> **Exercise brief**
Give back exactly the lines from the one holding "Add checks to" to the last line of the entries, both included, and nothing more.

> **Data shown**
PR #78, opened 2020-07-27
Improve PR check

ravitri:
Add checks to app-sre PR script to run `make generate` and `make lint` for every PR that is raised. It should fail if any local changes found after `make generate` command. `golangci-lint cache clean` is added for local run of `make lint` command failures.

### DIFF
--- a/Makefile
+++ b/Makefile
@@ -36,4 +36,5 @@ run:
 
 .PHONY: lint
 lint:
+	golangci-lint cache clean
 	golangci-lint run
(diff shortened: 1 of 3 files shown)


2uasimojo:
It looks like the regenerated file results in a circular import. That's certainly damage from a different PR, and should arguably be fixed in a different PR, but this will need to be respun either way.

> **Problem solution**
Add checks to app-sre PR script to run `make generate` and `make lint` for every PR that is raised. It should fail if any local changes found after `make generate` command. `golangci-lint cache clean` is added for local run of `make lint` command failures.

### DIFF
--- a/Makefile
+++ b/Makefile
@@ -36,4 +36,5 @@ run:
 
 .PHONY: lint
 lint:
+	golangci-lint cache clean
 	golangci-lint run
(diff shortened: 1 of 3 files shown)


2uasimojo:
It looks like the regenerated file results in a circular import. That's certainly damage from a different PR, and should arguably be fixed in a different PR, but this will need to be respun either way.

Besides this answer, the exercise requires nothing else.